Additionally, this study found significantly reduced serum hepcidin levels in study participants with the G allele compared to those with the A allele. This finding corroborates with previous studies [18,19,30]. The reason for the finding could be attributed to the inhibitory effect of the G allele on hepcidin transcription. The HAMP c.-582 A>G variants located in the E-box 1 acts as a responsive element for upstream stimulatory factors 1 and 2 (USF 1&2) necessary for promoting adequate transcription and synthesis of hepcidin. The presence of G variants affects the binding of the transcription factor to the E-box which down-regulates the transcription of the HAMP gene and its expression [16].
The relationship between blood cell parameters and the HAMP rs10472168 (c.-582 A>G) were assessed. The study did not find any relationship between blood cell parameters and HAMP gene variants, which corroborates findings from earlier studies [31,34,35].

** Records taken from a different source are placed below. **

PR #43, opened 2016-07-11
Type-safe and readable contains checking

akitaylor:
In my practice I experienced that it is a usual need to check whether an enum is contained by a list of enums. 
One way is Seq(E1,E2,..).contains(E) but i think the following syntax is more readable, intuitive and type-checked:
E.in(E1,E2,...).

Please consider if this approach is right. Thanks!

### DIFF
--- a/enumeratum-core/src/main/scala/enumeratum/EnumEntry.scala
+++ b/enumeratum-core/src/main/scala/enumeratum/EnumEntry.scala
@@ -64,7 +64,7 @@ object EnumEntry {
   /**
    * Helper implicit for more readable checking.
    */
-  implicit class ComparableEnum[A <: EnumEntry](enum: A) {
+  implicit class ComparableEnum[A <: EnumEntry](val enum: A) extends AnyVal {
     /**
      * Checks if the current enum value is contained by the set of enum values in the parameter list.
      * @param firstEnum First enum of the list.
--- a/enumeratum-core/src/main/scala/enumeratum/EnumEntry.scala
+++ b/enumeratum-core/src/main/scala/enumeratum/EnumEntry.scala
@@ -61,4 +61,17 @@ object EnumEntry {
     abstract override def entryName: String = super.entryName.toLowerCase
   }
 
+  /**
+   * Helper implicit for more readable checking.
+   */
+  implicit class ComparableEnum[A <: EnumEntry](enum: A) {
+    /**
+     * Checks if the current enum value is contained by the set of enum values in the parameter list.
+     * @param firstEnum First enum of the list.
+     * @param otherEnums Remaining enums.
+     * @return `true` if the current value is contained by the parameter list.
+     */
+    def in(firstEnum: A, otherEnums: A*) = (firstEnum +: otherEnums).contains(enum)
+  }
+
 }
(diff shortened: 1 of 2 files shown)


lloydmeta:
@akitaylor,

Thanks for your PR. I think it's a very clever way of doing a type-checked `contains`, and the implementation looks good to me.

Can you add a test to verify that it works as expected? I would also like to see it in action, and I'm particularly interested in seeing if this requires any additional imports at the call-site (can't quite remember..) :)

akitaylor:
The tests are complete :)

Fortunately no import is needed because of the placement of the implicit class (in the EnumValue object).

enumeratum-core/src/main/scala/enumeratum/EnumEntry.scala
```diff
@@ -61,4 +61,17 @@ object EnumEntry {
     abstract override def entryName: String = super.entryName.toLowerCase
   }
 
+  /**
+   * Helper implicit for more readable checking.
+   */
+  implicit class ComparableEnum[A <: EnumEntry](enum: A) {
```
lloydmeta: We should probably extend from `AnyVal` to [avoid runtime overhead](http://docs.scala-lang.org/overviews/core/value-classes.html).

enumeratum-core/src/test/scala/enumeratum/EnumSpec.scala
```diff
@@ -250,7 +250,28 @@ class EnumSpec extends FunSpec with Matchers {
...
-        """ shouldNot compile
+      """ shouldNot compile
+    }
+  }
+
+  describe("in") {
+    import DummyEnum._
+
+    it("should return true if enum value is contained by the parameter list") {
+      val enum: DummyEnum = Hello
```
lloydmeta: Is the type ascription here necessary? I'm guessing it might be ..

enumeratum-core/src/main/scala/enumeratum/EnumEntry.scala
akitaylor: The purpose of this type constraint is to restrict the implicit class to apply only to EnumEntry subtypes. I think it has only role in compile time, but it seems to be necessary.

enumeratum-core/src/test/scala/enumeratum/EnumSpec.scala
akitaylor: Yes it is necessary, because the scala compiler is quite smart :) If you don't specify the type of "val enum:DummyEnum", then the type will be Hello.type, and the "in" function will only accept this type. But this is not a realistic scenario, in a real world situation the type of the variable will be eg. DummyEnum, not the concrete EnumValue.

lloydmeta: Right, something similar happens with integrations with [libs like Slick](https://github.com/lloydmeta/enumeratum#slick-integration). Not a problem :+1:

enumeratum-core/src/main/scala/enumeratum/EnumEntry.scala
lloydmeta: Ah, maybe I should have been more clear. I wasn't talking about the type constraint; moreso the implicit class.

By having the implicit class `extend AnyVal`, we can prevent a runtime allocation because the compiler will rewrite the code into a method call on a static object.

akitaylor: Yes, it is clear now. Using value class is a good idea, indeed. I modified the code accordingly.

lloydmeta:
Thanks ! LGTM.

lloydmeta:
I've just pushed 1.4.5 to Sonatype; it should be on Maven Central shortly.

PR #47, opened 2016-07-18
Adds support for lower/uppercase transformations

mdedetrich:
This pull request adds support for lower/upper case transformations. Unlike case sensitive, these transformations will **only** support lower or upper case. Futhermore, they also alter any decoders (or writers/unbind depending on the framework that is supporting them).

This was done because in my personal use case, this logic is defined all the time. As an example we have an ENUM that is represented in a database with uppercase enum values, however the REST interface (which is implemented in play) only has lowercase names (which means we have to handle bind and unbind  transforming the value, instead of just returning the original value). Same deal with Json formatters and such

### DIFF
--- a/enumeratum-circe/src/main/scala/enumeratum/Circe.scala
+++ b/enumeratum-circe/src/main/scala/enumeratum/Circe.scala
@@ -18,12 +18,40 @@ object Circe {
     final def apply(a: A): Json = stringEncoder.apply(a.entryName)
   }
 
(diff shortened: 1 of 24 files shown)


lloydmeta:
Hi there, thanks for this PR. I agree with your use-case and the implementation is flawless :)

lloydmeta:
I've just pushed up 1.4.6 to Sonatype and it should be on Maven Central shortly. It took a while because I wanted to refactor some tests and in doing so caught a bug :). Sorry for the wait.

mdedetrich:
@lloydmeta All good, thanks for the quick release!

PR #1887, opened 2017-11-30
Included download link, word fix, and style fix

willysunny:
Since docker decided to remove the toolbox main page from their site, I changed the download link to direct link.

Also taking the suggestion from the previous edit.


willysunny:
Because it's not for mobile?

PR #1898, opened 2017-12-05
added 17.10, forgot. Thanks vlexar

MaybeGoogle:
clicking buttons is good exercise, i heard


Kwoth:
i'm a body builder then.

PR #1908, opened 2017-12-08
Path of Exile Related Commands

SimonNguyen:
Multiple Path of Exile related commands:

- .poe \<Account Name\>: Returns a list of character information on the account, if account is public. Paginated, 10 characters per page. https://i.imgur.com/gL2pUlX.png
- .poec \<League Name\> "\<Currency Name\>" "\<Desired Currency Name\>": Returns the exchange rate between the given currency and desired currency. Desired currency is optional. https://i.imgur.com/g6JIQxA.png
- .poel: Returns a list of currently available leagues. These names are valid for the .poec command. https://i.imgur.com/jMHo9uP.png
- .poei "\<Unique Item Name\>": Returns the tooltip for the given unique item. https://i.imgur.com/LwcwWHo.png


Kwoth:
I like the commands a lot, thanks.

I'll check the code later, but the small problem I see right away is that you're not using the httpClient from the service, but creating your own. This causes some issues https://aspnetmonsters.com/2016/08/2016-08-27-httpclientwrong/

tl;dr Use a static httpclient from the service. If the service doesn't have one, add it.

SimonNguyen:
Interesting article, I was unaware of that since the docs themselves always had examples with using. The commands are now using the httpClient from the service.

Kwoth:
Very neat. Thanks a lot!

R4zzik:
Is .poei broken? the other commands seem to work just fine. Amazing work with the bot btw!

SimonNguyen:
Yes, the command broke after Gamepedia changed a Wiki module @R4zzik 

I plan on updating the command soon.

Kwoth:
@SimonNguyen any plans on fixing this?

BanhMiDacBiet:
@Kwoth using a different account now. I would recommend removing the item command. The wiki changed its API and I've been too busy to fix that.

PR #1914, opened 2017-12-10
pm2 support - README 

shikhir-arora:
This is the README for the PR here: https://github.com/Kwoth/NadekoBot-BashScript/pull/37 that enables pm2 automatic install and startup for Linux selfhosters as a seamless way to run Nadeko. Details are on that PR; this is the README as such.


Kwoth:
Hm, I don't like this being in the same file. @samdivaio what do you think? Should it be here or create a new entry "Linux with pm2" ?

shikhir-arora:
I’m fine with either by the way but it kind of makes things messy. Right now the logic depends on how it is, where you just need linuxAIO.sh and that is the master script. From there any option (say 6) installs pm2. It goes back to the linuxAIO script because the pm2 setup bash script deletes itself after it is done. Then you can exit, or choose - say option 7 - that takes you to the menu to start in pm2. Once you choose a startup there, it’ll delete that file. So it’s kinda all tied in. Sam wanted me to even make a master script  called linuxAIO.sh which downloads the main installer (the current linuxAIO.sh) in case of changes in the future — so users really just can have a potentially old version of the main script and it’s fine.

shikhir-arora:
I should probably elaborate. https://github.com/Kwoth/NadekoBot-BashScript/pull/37 you’ll see I made what Sam asked which is linuxAIO.sh and that downloads the master install script which is the current linuxAIO.sh + two options for pm2 install and startup. I think it makes sense because you can flow thru the script. So you run linuxAIO.sh, then choose 1 for Downloading Nadeko. Then it goes back - you choose 4 for setting the prerequisites. Then it goes back. Now you can choose a startup or do the pm2 setup and go back and pm2 startup. This script already serves the home central for everything else, so I don’t see why it shouldn’t here.

samdivaio:
If we create another entry for PM2 exclusively on the guide it might cause some confusion with the people who check out the linux part but unsure what the other two option actually do on the installer. Moving it to another section would be a lil inconvenient. @Kwoth its good to have it on the same place its gonna be lil more convenient and reliable with pm2. ❤

@shikhir-arora I believe the part on `line 48` needs to reflect the current installer options.

shikhir-arora:
@samdivaio Thank you for pointing it out, changes done.

shikhir-arora:
@samdivaio Just added some cleanup to make it clearer that it’s a continuation of the installer options, and also fixed 6 -> 8 as the exit option (referenced in the tmux section).

Macley-Kun:
Are there some things that need to be done before this get's pulled?

shikhir-arora:
@Macley-Kun No, everything has been checked on both PR's carefully for a while now.

Macley-Kun:
So i have tried out the pull you made and have some suggestion to improve the user experience more.
Using the script didn't cause any problems what so ever nor did i find it hard to use.

1. So when running the linuxAIO2.sh i noticed that you added 2 more options. This way is acceptable but i would suggest changing the following:

In `3. Run Nadeko with Auto Restart` Have the user be able to choose from:
**Run Nadeko in this session.**
**Run Nadeko with pm2.**

Optionally _after_ the option `3` is chosen. The user get's a message explaining what both options include. I would keep it short like: 

`You can choose between two options to run your NadekoBot. 
Running NadekoBot in this session means that you start the bot in the session you see now. You need to keep this session up to be able to keep NadekoBot working.

Running NadekoBot with pm2 means that you run NadekoBot in the background of your machine. You can close the session your currently using and NadekoBot continues to work.`
The user then continues to the 3 options.

When the user chooses option 1. Run Nadeko in this session. They get the `Welcome to NadekoBot Auto Restart and Update!` options that are already in NadekoBot.

When the user chooses option 2. Run Nadeko with pm2. They get the options 6 and 7 you use in your script.


2. I would maybe rename `6. Set up pm2 for NadekoBot (see README!)` to something like:
`6. Auto-Install Prerequisites (For pm2, see README!)`
And make `Start Nadeko in pm2 (complete option 6 first)` with a capital C. So it's all perfect :P...

3. Probably not a bug but maybe add in the command: `pm2 update` so people don't see any errors :).
image

4. It would be nice to name the App name to something a user wants to specify. For instance i use a bot called Delta. Some would prefer to name their app Delta.

TLDR:
Can you add an extra step in option 3. Let users choose between normal and the pm2 way. In option 3 if users choose the pm2 way, they get your options (6 and 7).
Might wanna add `pm2 update` to avoid In-memory PM2 is out-of-date error.
Add option to name your App the way you want?

Sorry for the long shitpost but hope it helps. It's just a suggestion so you can ignore this if you disagree. :D

Macley-Kun:
Also i'm having issues with using this script suddenly...
http://hatebin.com/akafetrsmp
For some reason the bot doesn't come up...

Gonna try to get it working with your script.

shikhir-arora:
@Macley-Kun 

Thanks, Macley. I’ll look at your suggestions and implement the ideas later today. I’m not sure why it doesn’t work that one time. But as **many** people have tested this including Sam and a few outside of the Nadeko support team, I’m sure it works. 

- I can add the `npm i -g npm` command sure. It doesn’t do anything but update npm and that message you’re seeing is just informational. But it doesn’t hurt, so sure.

- In terms of naming the bot what you want - that’s fine but for this guide it’s going to make things more confusing. I mean I *could* make a function that takes a variable and stores it and then passes the output to STDOUT to pm2 but meh. You can always rename a pm2 process like this: `pm2 restart <OLDNAME> --name <NEWNAME>` so I don’t think I’m going to add extra stuff to it now.

- Will fix the spelling and grammar things :)

A few other things - as noted in the documentation, this is **only for initial setup** of Nadeko. To update Nadeko afterwords you just want to `pm2 stop Nadeko` and use the download script (`linuxAIO.sh`) or guide from the website like it is now and just choose option 1, Download NadekoBot. Then `pm2 start Nadeko` and it’ll be updated. It takes about 15 seconds for me. If you compare it manually: much faster than attaching to tmux, stopping the bot, pulling the downloading, attaching back into tmux and starting up and then exiting / detaching.  Not to mention that 1) pm2 closes processes properly with SIGKILL and 2) pm2 manages containers and can be used for many things like uptime monitoring, long-term logging, and even load balancing.

Lastly, if anyone is trying this, don’t do it with *this* PR and the attached one. They’re set to download from Kwoth’s repo in the event that this is merged, so they won’t work properly. You have to contact me `.vlexar#5320` and I’ll give you a modified version, or change the links in the bash scripts to my local repo and not Kwoth’s 👍

Macley-Kun:
The problem was just my stupid actions 👀...
It's better to not add suggestion 4 of mines. If it's so easy to rename it i rather would add that 'optionally' in the docs.

Thanks for considering some of my suggestions 0/

shikhir-arora:
@Macley-Kun I implemented some of your suggestions. See: https://github.com/Kwoth/NadekoBot-BashScript/pull/37/commits/ccfee35b7100c05dfdd0184a8b5f647a8e0c8c07

Anyway, I think having the Auto-Restart like you mentioned is extraneous, but I added some language changes to make it more clear everywhere.

`pm2 update` isn't needed because it installs pm2 for you -- this would update it automatically.
Added the `npm i -g npm` to update npm just incase.

Thanks for the suggestions 👍

Macley-Kun:
Seems that pm2 has bin launched 👀 @Gremagol time to replace your shitty tmux

Gremagol:
Boy i dont care why do you mention me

This study could not assess the iron status of the study participants.
Conclusion
The HAMP promoter rs10421768 AA genotype has the highest frequency of distribution and the GG genotype with the least distribution. Participants with HAMP rs10421768 G allele (c.-582A>G) had reduced levels of hepcidin. HAMP rs10421768 genotypes had no association with blood cell parameters and disease severity. The HAMP rs10421768 genotypes may influence serum levels of hepcidin. Further study with large sample size is required to elucidate the potential effect of the G allele on hepcidin transcription.
Supporting information
Acknowledgments
Authors appreciate the enormous contributions of management and staff of Kintampo Health Research Center for providing us with necessary resources for the DNA extraction. We also appreciate the immense support of University for Development Studies and the management of Methodist Hospital Wenchi, Ghana. Lastly, we thank all participants in the study.
Data Availability
All relevant data are within the manuscript and its Supporting Information files.
Funding Statement
The author(s) received no specific funding for this work.